When is this gonna stop? 
I mean... something that's normally pretty inconsequential happening like a bent rim or having to have a windshield bullseye cosmetically fixed can turn into a major part of your income... even a set of windshield wipers which is so basic. 
People just can't work like this.
It's just not feasible.


----------



## Bart McCoy (Nov 4, 2014)

Drive777 said:


> Austin's $2 minimum is cheaper than bus fare. Expect a whole new demographic to start making themselves at home in your clean (not for long) back seat, one after the other, 80 cents for up to four.


not really. You can go pretty far on a bus. Cant go too far at all with a $2 min. not even 2 miles right?


----------



## Drive777 (Jan 23, 2015)

Except that your Uber fare provides four seats. A bus fare only gives one seat per fare.


----------



## billybengal (Sep 26, 2014)

To be honest..... I didn't notice one thing, one little detail that actually makes it fair to the driver. It's the percentage. On the minimum fare Uber gets 60%, driver gets 40%.
Now it's fair ;-)
Ok, ok, but no more sarcasm, let me be serious for a minute. Two things, 60% for Uber, 40% for the driver. Doesn't that just make you angry?
And now the second thing...... the f****ing percentage would not be fair even if it was the other way around!!!!!


----------



## D Town (Apr 8, 2015)

Guess we know WHY Uber was advertising so hard in gas stations and everywhere they could to flood the market with more drivers. They KNEW they were going to lose a bunch when they cut rates.


----------



## Sydney Uber (Apr 15, 2014)

Drive777 said:


> Austin's $2 minimum is cheaper than bus fare. Expect a whole new demographic to start making themselves at home in your clean (not for long) back seat, one after the other, 80 cents for up to four.


Hey Drive777! You point out something in your post which may be what motivates "Authorities" to legislate a floor price

At that rate, UBERX is absurdly cheaper than Bus travel- for a group of 4, there are no words to describe how unrealistic the return to a driver is.
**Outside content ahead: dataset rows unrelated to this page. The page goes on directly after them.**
PR #162, opened 2024-06-05
Set parent window for infopopup

radioactiveman:
Follow-up for the infopopup changes in libaudgui from https://github.com/audacious-media-player/audacious/pull/1399.

### DIFF
--- a/src/gtkui/gtkui.h
+++ b/src/gtkui/gtkui.h
@@ -37,6 +37,7 @@ extern Playlist menu_tab_playlist;
 extern const PluginPreferences gtkui_prefs;
 
 /* ui_gtk.c */
+GtkWindow * get_main_window ();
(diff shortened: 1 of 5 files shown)


src/gtkui/gtkui.h
```diff
@@ -37,6 +37,7 @@ extern Playlist menu_tab_playlist;
 extern const PluginPreferences gtkui_prefs;
 
 /* ui_gtk.c */
+GtkWindow * get_main_window ();
```
radioactiveman, line 40: What would you prefer? Getter function like this or `extern GtkWidget * window;` in `gtkui.h`?

jlindgren90: This is fine :)

jlindgren90:
Looks good. Thanks!

PR #394, opened 2024-11-12
update DE constituencies for 2025 snap election

zikowang:
Adding README
- [with the list of constituencies for the upcoming german snap election in 2025](http://www.bundeswahlleiterin.de/dam/jcr/159ea2a8-6e4b-45a2-9726-af19163ef19f/bundeswahlgesetz_anlage2.pdf)
- [with links / documents for the changes](https://www.bundeswahlleiterin.de/bundestagswahlen/2025/wahlkreiseinteilung.html#c4a81b5d-3fd6-4062-a21e-c5835218c7a9)

**Why we propose to change the ocd_paths back using names instead of numbers**

1. while updating the ocd_paths we discovered that 184 constituency numbers changed while they actually staying the same. It was triggered by one change.
2. also we have 6 valid through and 6 valid from constituencies that keeps the number but is actually different (with a different name).
3. to keep backward compatibility we added entries to the `aliases.csv` file

**We can not build the new country CSV file because the alias file has chains**

Example:
```
sameAs chain: ocd-division/country:de/land:bb/wahlkreis:brandenburg_an_der_havel_~_potsdam-mittelmark_i_~_havelland_iii_~_teltow-fläming_i -> ocd-division/country:de/ed:60 -> ocd-division/country:de/ed:brandenburg_an_der_havel_-_potsdam-mittelmark_i_-_havelland_iii_-_teltow-fläming_i 
```
- the first two entries were added in 2021
- with our proposal, we would add another alias for `ocd-division/country:de/ed:60` using the name instead of the number

How can we proceed from here, since the election is near and we need those OCDs to official.

Best,


zikowang:
Thank you for the reply,

When we update the sameAs entry for `ocd-division/country:de/land:bb/wahlkreis:brandenburg_an_der_havel_~_potsdam-mittelmark_i_~_havelland_iii_~_teltow-fläming_i`

we would lose the `ocd-division/country:de/ed:60` in between, so that those paths would be invalid from now on.

Will that be a problem? If not, I am happy to adjust all those chain entries in the aliases file.

zikowang:
Okay, I cleaned up the aliases file and compiled the `country-de.csv` file.

Please have a look at the results.

identifiers/country-de/wahlkreise.csv
```diff
@@ -1,300 +1,306 @@
...
+ocd-division/country:de/ed:potsdam_-_potsdam-mittelmark_ii_-_teltow-fläming_ii,Potsdam - Potsdam-Mittelmark II - Teltow-Fläming II,,
+ocd-division/country:de/ed:62,Dahme-Spreewald - Teltow-Fläming III - Oberspreewald-Lausitz I,,2025-02-23
+ocd-division/country:de/ed:dahme-spreewald_-_teltow-fläming_iii,Dahme-Spreewald - Teltow-Fläming III,2025-02-23,
+ocd-division/country:de/ed:frankfurt_~oder~_-_oder-spree,Frankfurt (Oder) - Oder-Spree,,
+ocd-division/country:de/ed:cottbus_-_spree-neiße,Cottbus - Spree-Neiße,,
+ocd-division/country:de/ed:65,Elbe-Elster - Oberspreewald-Lausitz II,,2025-02-23
+ocd-division/country:de/ed:elbe-elster_-_oberspreewald-lausitz,Elbe-Elster - Oberspreewald-Lausitz,2025-02-23,
+ocd-division/country:de/ed:66,Altmark,,2025-02-23
+ocd-division/country:de/ed:altmark_-_jerichower_land,Altmark - Jerichower Land,2025-02-23,
+ocd-division/country:de/ed:67,Börde - Jerichower Land,,2025-02-23
```
jloutsenhizer, line 71: It looks like some of these retain the number-based ID. Shouldn't they all be switched to names?

identifiers/country-de/aliases.csv
```diff
@@ -15,603 +15,603 @@ ocd-division/country:de/land:sl,ocd-division/country:de/state:sl,Added for backw
...
+ocd-division/country:de/state:sh/cd:4,ocd-division/country:de/ed:rendsburg-eckernförde,Rendsburg-Eckernförde,,
+ocd-division/country:de/state:sh/cd:5,ocd-division/country:de/ed:kiel,Kiel,,
+ocd-division/country:de/state:sh/cd:6,ocd-division/country:de/ed:plön_-_neumünster,Plön - Neumünster,,
+ocd-division/country:de/state:sh/cd:7,ocd-division/country:de/ed:pinneberg,Pinneberg,,
+ocd-division/country:de/state:sh/cd:8,ocd-division/country:de/ed:segeberg_-_stormarn-mitte,Segeberg - Stormarn-Mitte,,
+ocd-division/country:de/state:sh/cd:9,ocd-division/country:de/ed:ostholstein_-_stormarn-nord,Ostholstein - Stormarn-Nord,,
+ocd-division/country:de/state:sl/cd:296,ocd-division/country:de/ed:saarbrücken,Saarbrücken,,
+ocd-division/country:de/state:sl/cd:297,ocd-division/country:de/ed:saarlouis,Saarlouis,,
+ocd-division/country:de/state:sl/cd:298,ocd-division/country:de/ed:st._wendel,St. Wendel,,
+ocd-division/country:de/state:sl/cd:299,ocd-division/country:de/ed:homburg,Homburg,,
```
jloutsenhizer, line 584: We should _also_ have the mapping from the `ed:<number>` to `ed:<name>` in aliases. So for example we should have `ocd-division/country:de/ed:299` equivalent to `ocd-division/country:de/ed:homburg`.

Or are these left out because of the ID shifts that happened with the latest changes by the government?

jloutsenhizer (changes requested):
I haven't thoroughly looked through the changes but left some comments on initial issues I saw.

Overall, I wanted to confirm that it is the name that carries the identity of the district, and not the number. So even though the number of many districts changed, since the name remains the same it'd be accurate to say people running for re-election are running in the same district and, if they win, have a continuous tenure?

HKSenior:
@jpmckinney can you take a look for approval?

identifiers/country-de/wahlkreise.csv
jpmckinney: It looks like the numbered ones are only those with `validThrough`.

identifiers/country-de/aliases.csv
jpmckinney: +1

identifiers/country-de/wahlkreise.csv
jpmckinney: That said, it would make sense to have the name instead, for consistency.

identifiers/country-de/aliases.csv
zikowang: So adding more mappings, so would have 3 aliases for `ocd-division/country:de/ed:homburg`?

```
ocd-division/country:de/land:sl/wahlkreis:homburg,ocd-division/country:de/ed:homburg
ocd-division/country:de/state:sl/cd:299,ocd-division/country:de/ed:homburg
ocd-division/country:de/ed:299,ocd-division/country:de/ed:homburg
```

identifiers/country-de/wahlkreise.csv
jloutsenhizer: Yeah Ideally, I think the final set in this file would all be using names instead of some still using numbers.

identifiers/country-de/aliases.csv
jloutsenhizer: Correct, the idea being that data using any of the old formats can be translated to the latest OCD IDs by using the mappings from the aliases file

identifiers/country-de/wahlkreise.csv
zikowang: - updated the numeric based IDs to name based.
- updated aliases file for those changes

identifiers/country-de/aliases.csv
zikowang: - added alias entries for all numeric based IDs pointing to the name based ones

jloutsenhizer (approved):
Updates from last comments LGTM.

I spotchecked a few existing, added, and removed constituencies and didn't notice anything wrong.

Most UBERX drivers do a damn good job. Along with the ease of the App, it's a pretty seductive alternative to hauling one's cheap ass to a Bus Stop rain, hail or shine. Mass transit systems are neccesary to ensure efficient use of congested roads but folk will quickly migrate to UBERX when given a taste of the alternative

At what point, when Bus Operators start experiencing dropping patronage, and traffic planners are left with growing traffic jams of UBERX cars do Authorities enforce a demarcation line between Bus and UBERX prices?


----------



## Mad Pax (Apr 4, 2015)

That will never happen, Sydney.


----------



## Bart McCoy (Nov 4, 2014)

Sydney Uber said:


> At that rate, UBERX is absurdly cheaper than Bus travel- for a group of 4, there are no words to describe how unrealistic the return to a driver is.





Drive777 said:


> Except that your Uber fare provides four seats. A bus fare only gives one seat per fare.


Uber is not cheaper than public bus transportation. If it was, why would anybody hop on the bus just to get off at a bus stop when they could uber from front door to front door?

Uber is cheaper for 4 people going short distances only. But if you get bus passes where you can get unlimited rides then its no way Uber is cheaper. Uber prices are low, but its not that low. When it REALLY gets that low, nobody will ride the public train or bus NOR will people actually own cars anymore. That's what Uber wants, but it'll NEVER happen. They would literally have to lower rates to about $36cents/mile, 2 cent/minute with no base,and $1min. Even the dumbest of the dumb wont drive for that low a rate. But anybody who's driving for les than $1mile proves just how many potential 36cent/mile drivers are out there

http://www.capmetro.org/fares/


----------



## Tampa driver (Oct 5, 2014)

I believe the ($1.00) safe ride fee should go to the driver, after all, the safety to the passenger is performed and assured by the driver not by uber


----------



## Sydney Uber (Apr 15, 2014)

Mad Pax said:


> That will never happen, Sydney.


UberPool also gets prices down to bus ticket prices.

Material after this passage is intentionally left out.